PR #2135, opened 2016-12-09
build: fix wrong SASS path

### LINKED ISSUE #2133: Some SCSS files refer to invalid path (a11y)
In [5cf7d175d66120b0e8262bef561f230cb6e31d11](https://github.com/angular/material2/commit/5cf7d175d66120b0e8262bef561f230cb6e31d11) several components got **a11y** support using a new SCSS resource.

The import is `@import '../a11y/_a11y';`
Which looks for the file in **material/src/lib/a11y/_a11y**

**a11y** is in **core**

The file exists in **material/src/lib/core/a11y/_a11y**

I don't know how the build passed but it's should be fixed

`@import '../core/a11y/_a11y';`

The files:
src/lib/button/button.scss
src/lib/card/card.scss
src/lib/dialog/dialog-container.scss
src/lib/menu/menu.scss
src/lib/select/select.scss
src/lib/sidenav/sidenav.scss
src/lib/slide-toggle/slide-toggle.scss
src/lib/snack-bar/snack-bar-container.scss
src/lib/tooltip/tooltip.scss

@crisbeto @mmalerba

crisbeto:
Fixes SASS errors when Material is imported directly.

Fixes #2133.

### DIFF
--- a/src/lib/button/button.scss
+++ b/src/lib/button/button.scss
@@ -2,7 +2,7 @@
 // TODO(jelbourn): Figure out if anchor hover underline actually happens in any browser.
 
 @import 'button-base';
-@import '../a11y/_a11y';
+@import '../core/a11y/a11y';
 
 // TODO(kara): Replace attribute selectors with class selectors when possible
 [md-button], [md-icon-button] {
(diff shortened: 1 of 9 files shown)


jelbourn:
LGTM

I'd like to figure out why this didn't cause a problem: our build worked, sample apps worked, and all of the internal Google sass builds using Material worked. Is it possibly something that is only an error in older versions of sass? Is it a ruby vs. libsass thing?

crisbeto:
No idea, I can spend some more time with it over the weekend.

PR #2145, opened 2016-12-09
fix(sidenav): make `focus-trap` occupy full height of sidenav

mmalerba:


src/lib/sidenav/sidenav.scss
```diff
@@ -108,8 +108,15 @@ md-sidenav {
   z-index: 3;
   min-width: 5%;
 
-  // TODO(kara): revisit scrolling behavior for sidenavs
-  overflow-y: auto;
+  > focus-trap {
```
jelbourn: `.md-sidenav-focus-trap` etc.

mmalerba:
comments addressed

src/lib/core/a11y/focus-trap.html
```diff
@@ -1,3 +1,3 @@
 <div *ngIf="!disabled" tabindex="0" (focus)="focusLastTabbableElement()"></div>
-<div #trappedContent><ng-content></ng-content></div>
+<div #trappedContent class="focus-trap-content"><ng-content></ng-content></div>
```
jelbourn: Also prefix on `.focus-trap-content`. This is as good a time as any to introduce the `cdk-` prefix.

mmalerba: shouldn't we wait and do that all at once?

jelbourn: I don't see any reason not to start now

PR #2154, opened 2016-12-10
chore: fix invalid check for travis pull request

DevVersion:
* The recently added script for the per-commit publishing is not properly checking for the environment variable.
 
  This means that the per-commit packages can be not created yet.


jelbourn:
LGTM

PR #2155, opened 2016-12-10
test(ripple): refactor long-running unit test

### LINKED ISSUE #2097: Single ripple unit test uses a 1600ms timeout
The ripple spec has a test `removes foreground ripples after timeout` that requires the use of a 1600ms timeout to test the removal of ripples. Consider how to make this test run faster by removing an actual call to setTimeout.

crisbeto:
Refactors a unit test that used to take 1.6s, due to it using a native `setTimeout`, by replacing the native timer with a flushable one.

Fixes #2097.


jelbourn:
LGTM, thanks. I thought that `fakeAsync` wouldn't work because the `setTimeout` is outside the Angular zone, but I guess it works since it's still captured by the root zone.

PR #2156, opened 2016-12-10
perf(sidenav): avoid extra repaints while scrolling

crisbeto:
Avoids repaints while scrolling inside of a sidenav. This isn't an issue on desktop browsers, but can potentially be on mobile. This can be checked by going to the dev tools > console fold-out menu > Rendering > Scrolling Performance Issues.


jelbourn:
LGTM

PR #2159, opened 2016-12-10
refactor(interactivity-checker.spec): remove redundant `setTimeout` usage

belev:


DevVersion:
The reason why a native `setTimeout` was used here was that the `delay` comes from the browser itself and can't be flushed from a zone.

I just tried to run the tests locally without the `tick` or `setTimeout` and it seems to succeed anyways (not sure what flushes the queue)

<details>

```js
let div = document.createElement('div'); document.body.appendChild(div); div.contentEditable = true; console.log(div.tabIndex);
```

</details>

belev:
Mhm interesting, maybe this should be closed then. However I will try to find why this happens.

DevVersion:
@belev Sounds good. Thank you!

belev:
After some digging around that's what I understood:

`tabIndex` isn't set in the case where we have only `contenteditable`, it actually has value of `null`. So basically the `tick` or `setTimeout` didn't do anything in this case. And the test passes because of [this line](https://github.com/Belev/material2/blob/4b7e52d30aa342c3024ed078837a9bd4ca9e773b/src/lib/core/a11y/interactivity-checker.ts#L68).

So after all the PR is not totally useless :smile: I can modify it and remove the usage of `setTimeout` or `tick`.

What do you think @DevVersion ?

DevVersion:
Ah I can see. The checks you mentioned are intentionally only respecting the `user-specified` tabindex instead of the evaluated one from the browser.

And as you said that's why the tests pass. We can remove the tick stuff safely here.

belev:
Made the change, you can review it again. : )

jelbourn:
LGTM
━━━━━━━━━━━━━━━━━━━━━━━━━━━━━━
## REQUIREMENT
Set down all of the entries exactly, please.

## COMPLETED TASK
PR #2135, opened 2016-12-09
build: fix wrong SASS path

### LINKED ISSUE #2133: Some SCSS files refer to invalid path (a11y)
In [5cf7d175d66120b0e8262bef561f230cb6e31d11](https://github.com/angular/material2/commit/5cf7d175d66120b0e8262bef561f230cb6e31d11) several components got **a11y** support using a new SCSS resource.

The import is `@import '../a11y/_a11y';`
Which looks for the file in **material/src/lib/a11y/_a11y**

**a11y** is in **core**

The file exists in **material/src/lib/core/a11y/_a11y**

I don't know how the build passed but it's should be fixed

`@import '../core/a11y/_a11y';`

The files:
src/lib/button/button.scss
src/lib/card/card.scss
src/lib/dialog/dialog-container.scss
src/lib/menu/menu.scss
src/lib/select/select.scss
src/lib/sidenav/sidenav.scss
src/lib/slide-toggle/slide-toggle.scss
src/lib/snack-bar/snack-bar-container.scss
src/lib/tooltip/tooltip.scss

@crisbeto @mmalerba

crisbeto:
Fixes SASS errors when Material is imported directly.

Fixes #2133.

### DIFF
--- a/src/lib/button/button.scss
+++ b/src/lib/button/button.scss
@@ -2,7 +2,7 @@
 // TODO(jelbourn): Figure out if anchor hover underline actually happens in any browser.
 
 @import 'button-base';
-@import '../a11y/_a11y';
+@import '../core/a11y/a11y';
 
 // TODO(kara): Replace attribute selectors with class selectors when possible
 [md-button], [md-icon-button] {
(diff shortened: 1 of 9 files shown)


jelbourn:
LGTM

I'd like to figure out why this didn't cause a problem: our build worked, sample apps worked, and all of the internal Google sass builds using Material worked. Is it possibly something that is only an error in older versions of sass? Is it a ruby vs. libsass thing?

crisbeto:
No idea, I can spend some more time with it over the weekend.

PR #2145, opened 2016-12-09
fix(sidenav): make `focus-trap` occupy full height of sidenav

mmalerba:


src/lib/sidenav/sidenav.scss
```diff
@@ -108,8 +108,15 @@ md-sidenav {
   z-index: 3;
   min-width: 5%;
 
-  // TODO(kara): revisit scrolling behavior for sidenavs
-  overflow-y: auto;
+  > focus-trap {
```
jelbourn: `.md-sidenav-focus-trap` etc.

mmalerba:
comments addressed

src/lib/core/a11y/focus-trap.html
```diff
@@ -1,3 +1,3 @@
 <div *ngIf="!disabled" tabindex="0" (focus)="focusLastTabbableElement()"></div>
-<div #trappedContent><ng-content></ng-content></div>
+<div #trappedContent class="focus-trap-content"><ng-content></ng-content></div>
```
jelbourn: Also prefix on `.focus-trap-content`. This is as good a time as any to introduce the `cdk-` prefix.

mmalerba: shouldn't we wait and do that all at once?

jelbourn: I don't see any reason not to start now

PR #2154, opened 2016-12-10
chore: fix invalid check for travis pull request

DevVersion:
* The recently added script for the per-commit publishing is not properly checking for the environment variable.
 
  This means that the per-commit packages can be not created yet.


jelbourn:
LGTM

PR #2155, opened 2016-12-10
test(ripple): refactor long-running unit test

### LINKED ISSUE #2097: Single ripple unit test uses a 1600ms timeout
The ripple spec has a test `removes foreground ripples after timeout` that requires the use of a 1600ms timeout to test the removal of ripples. Consider how to make this test run faster by removing an actual call to setTimeout.

crisbeto:
Refactors a unit test that used to take 1.6s, due to it using a native `setTimeout`, by replacing the native timer with a flushable one.

Fixes #2097.


jelbourn:
LGTM, thanks. I thought that `fakeAsync` wouldn't work because the `setTimeout` is outside the Angular zone, but I guess it works since it's still captured by the root zone.

PR #2156, opened 2016-12-10
perf(sidenav): avoid extra repaints while scrolling

crisbeto:
Avoids repaints while scrolling inside of a sidenav. This isn't an issue on desktop browsers, but can potentially be on mobile. This can be checked by going to the dev tools > console fold-out menu > Rendering > Scrolling Performance Issues.


jelbourn:
LGTM

PR #2159, opened 2016-12-10
refactor(interactivity-checker.spec): remove redundant `setTimeout` usage

belev:


DevVersion:
The reason why a native `setTimeout` was used here was that the `delay` comes from the browser itself and can't be flushed from a zone.

I just tried to run the tests locally without the `tick` or `setTimeout` and it seems to succeed anyways (not sure what flushes the queue)

<details>

```js
let div = document.createElement('div'); document.body.appendChild(div); div.contentEditable = true; console.log(div.tabIndex);
```

</details>

belev:
Mhm interesting, maybe this should be closed then. However I will try to find why this happens.

DevVersion:
@belev Sounds good. Thank you!

belev:
After some digging around that's what I understood:

`tabIndex` isn't set in the case where we have only `contenteditable`, it actually has value of `null`. So basically the `tick` or `setTimeout` didn't do anything in this case. And the test passes because of [this line](https://github.com/Belev/material2/blob/4b7e52d30aa342c3024ed078837a9bd4ca9e773b/src/lib/core/a11y/interactivity-checker.ts#L68).

So after all the PR is not totally useless :smile: I can modify it and remove the usage of `setTimeout` or `tick`.

What do you think @DevVersion ?

DevVersion:
Ah I can see. The checks you mentioned are intentionally only respecting the `user-specified` tabindex instead of the evaluated one from the browser.

And as you said that's why the tests pass. We can remove the tick stuff safely here.

belev:
Made the change, you can review it again. : )

jelbourn:
LGTM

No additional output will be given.